4 okt 2018
Uitspraak ingezonden door Wouter Pors, Wieke During en Nina Dorenbosch, Bird & Bird.
FLÜGEL - Alcoholhoudende dranken en energydrinks zijn geen gelijksoortige waren
Gerecht EU 4 oktober 2018, IEF 18009; IEFbe 2758; ECLI:EU:T:2018:641; T-150/17 (FLÜGEL) Eerder werd FLÜGEL doorgehaald vanwege slogan RED BULL VERLEIHT FLÜGEL [IEF 15454]. Het Gerecht EU vernietigt de beslissing van EUIPO's Kamer van Beroep voor zover de Cancellation Division het merk FLÜGEL nietig verklaarde voor alcoholische dranken. Red Bull had oppositie ingesteld tegen een merkdepot van Flügel. Er is onvoldoende bewijs voor gedogen van merkgebruik door Red Bull, omdat niet voldoende aannemelijk is dat Red Bull zich in de relevante periode bewust moet zijn geweest van dat gebruik in Oostenrijk. Alcoholhoudende dranken en energydrinks zijn geen gelijksoortige waren. Dat betekent dat de oppositie voor zover die op die grond was ingesteld alsnog afgewezen moet worden.
58 The applicant also submits that the intervener has always denied any connection between energy drinks and alcoholic drinks. In that respect, the intervener printed a sentence on the cans containing the product marketed under the earlier mark which may be translated into English by ‘do not mix with alcohol’. According to the applicant, the intervener has always claimed that its product makes its consumers more energetic and alert, the opposite effect of consuming alcoholic drinks, so that a consumer wishing to remain alert, such as a driver, would not consider substituting an alcoholic drink for a non-alcoholic energy drink.
64 The intervener also endorses the conclusion of the Board of Appeal concerning the similarity between alcoholic drinks and energy drinks.

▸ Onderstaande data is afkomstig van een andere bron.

PR #9904, opened 2025-06-09
General page part 2 [INTEG-2662]

JuliRossi:
## Purpose
First part of this ticket here: https://github.com/contentful/apps/pull/9892
Part 2 includes

- Disabling fields
- Adding checkboxes
- Pagination and sorting

Disclaimer: decided to add localization in a future PR as this one was looking pretty large
## Approach
- Refactor to have several components instead of a huge one
- Added the Pagination Component and capability
- Added sorting menu and capability
- Added tooltips for disable fields
- Added disable styles
- Added tests

## Testing steps

https://github.com/user-attachments/assets/94a008f6-76cf-4366-b6b3-552179d5914f


ryunsong-contentful:
Two things 
1. Double check with Erin about the sort dropdown if we want to update the text or not based on what the user selects (designs have it the way you built it)
2. There's a permanent hover highlight for the first element in that sort dropdown which should not be there.
https://github.com/user-attachments/assets/f47a55e2-552f-48f1-9360-6b0b0aa267a8

apps/bulk-edit/src/locations/Page/components/ContentTypeSidebar.tsx
```diff
@@ -0,0 +1,35 @@
...
+  onContentTypeSelect: (id: string) => void;
+}
+
+export const ContentTypeSidebar: React.FC<ContentTypeSidebarProps> = ({
+  contentTypes,
+  selectedContentTypeId,
+  onContentTypeSelect,
+}) => {
+  return (
+    <Flex style={styles.sidebar} padding="spacingM" flexDirection="column" gap="spacingXs">
```
ryunsong-contentful, line 19: Check with Erin about the empty case and if there should be some kind of message displayed in the sidebar. Like an italicized `No Content Types Available` for example

JuliRossi:
Will take care of comment in other PRs! Thanks for the review!

PR #9906, opened 2025-06-10
feat: initialize iterable project [INTEG-2748]

ryunsong-contentful:


apps/iterable/src/locations/Dialog.tsx
```diff
@@ -0,0 +1,16 @@
...
+  /*
+     To use the cma, inject it as follows.
+     If it is not needed, you can remove the next line.
+  */
+  // const cma = useCMA();
+
+  return <Paragraph>Hello Dialog Component (AppId: {sdk.ids.app})</Paragraph>;
+};
+
+export default Dialog;
```
david-shibley-contentful, line 16: Do we need the boiler plate code?

ryunsong-contentful: No, I could probably remove the location entirely, but for the first commit of a new app, I like having the freshest fullest starting point which is what the CLI tool gives you for a new app. Then for follow up PRs, we delete locations, and start the actual implementation

primeinteger (approved):
hello world

PR #9908, opened 2025-06-11
Bulk Edit App: Pagination buttons adjustment [INTEG-2737] 

FBanfi:
## Purpose

The pagination buttons won't show while scrolling horizontally. This update fix this situation and now the user can always see the pagination buttons.

## Approach

The pagination is now sticky, following the same idea of the first column:

https://github.com/user-attachments/assets/228066df-5412-4079-a27a-6356e65ca2d5

## Testing steps

N/A

## Breaking Changes

N/A

Link to [INTEG-2737](https://contentful.atlassian.net/browse/INTEG-2737) ticket.

## Deployment

N/A

### DIFF
--- a/apps/bulk-edit/src/locations/Page/styles.ts
+++ b/apps/bulk-edit/src/locations/Page/styles.ts
@@ -85,4 +85,14 @@ export const styles = {
     zIndex: 1,
     width: 'fit-content',
   },
+  paginationContainer: {
+    position: 'sticky',
+    left: '18%',
+    zIndex: 1,
+    background: tokens.colorWhite,
+    paddingBottom: tokens.spacingM,
+    maxWidth: `80vw`,
+    marginTop: '20px',
+    marginRight: '10px',
+  },
 } as const;
--- a/apps/bulk-edit/src/locations/Page/components/EntryTable.tsx
+++ b/apps/bulk-edit/src/locations/Page/components/EntryTable.tsx
@@ -156,7 +156,7 @@ export const EntryTable: React.FC<EntryTableProps> = ({
           ))}
         </Table.Body>
       </Table>
-      <Box marginTop="spacingM">
+      <Box style={styles.paginationContainer}>
         <Pagination
           activePage={activePage}
           onPageChange={onPageChange}


apps/bulk-edit/src/locations/Page/styles.ts
```diff
@@ -85,4 +85,14 @@ export const styles = {
...
   },
+  paginationContainer: {
+    position: 'sticky',
+    left: '18%',
+    zIndex: 1,
+    background: tokens.colorWhite,
+    paddingBottom: tokens.spacingM,
+    maxWidth: `80vw`,
+    marginTop: '20px',
+    marginRight: '10px',
```
JuliRossi: 💭 Nitpick: Can we use spacingL or spacingM for the top and spacingS for the right? https://f36.contentful.com/tokens/spacing

apps/bulk-edit/src/locations/Page/styles.ts
```diff
@@ -85,4 +85,14 @@ export const styles = {
     zIndex: 1,
     width: 'fit-content',
   },
+  paginationContainer: {
+    position: 'sticky',
+    left: '18%',
```
JuliRossi: 💭  can we use SIDEBAR_WIDTH + STICKY_SPACER_SPACING so they are align with the other sticky components? Another thing that could work is using that 18% in the other places

JuliRossi (approved):
Left a few non-blocking comments. Amazing work figuring out how to make it sticky!

apps/bulk-edit/src/locations/Page/styles.ts
FBanfi: Yes, totally, I missed that!
Done ✅

apps/bulk-edit/src/locations/Page/styles.ts
FBanfi: We could use the `SIDEBAR_WIDTH + STICKY_SPACER_SPACING` in the left property instead of the `18%`. Now it's changed that way, but I'm not sure if that was what you meant.

JuliRossi: Yep exactly like that. Thanks!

The intervener submits that, contrary to what the applicant seems to claim, the practice of mixing energy drinks and alcoholic drinks is very common among young people in Austria, which also follows from the evidence submitted by the applicant connected with the mixed drink called ‘FLÜGERL’, which is made of vodka and Red Bull.
76 In the third place, as regards the similarity between the goods covered by the signs at issue, as is apparent from paragraph 48 of the contested decision, the Board of Appeal based its conclusion on the fact that those goods were ‘often mixed and/or consumed together’. It is apparent from that wording and, in particular, from the alternative use of the two words ‘and’ and ‘or’ that, according to the Board of Appeal, its conclusion was based either on the consideration that it was common practice to mix the goods in question, or on the consideration that those goods were consumed together, or, in any event, on those two considerations taken together.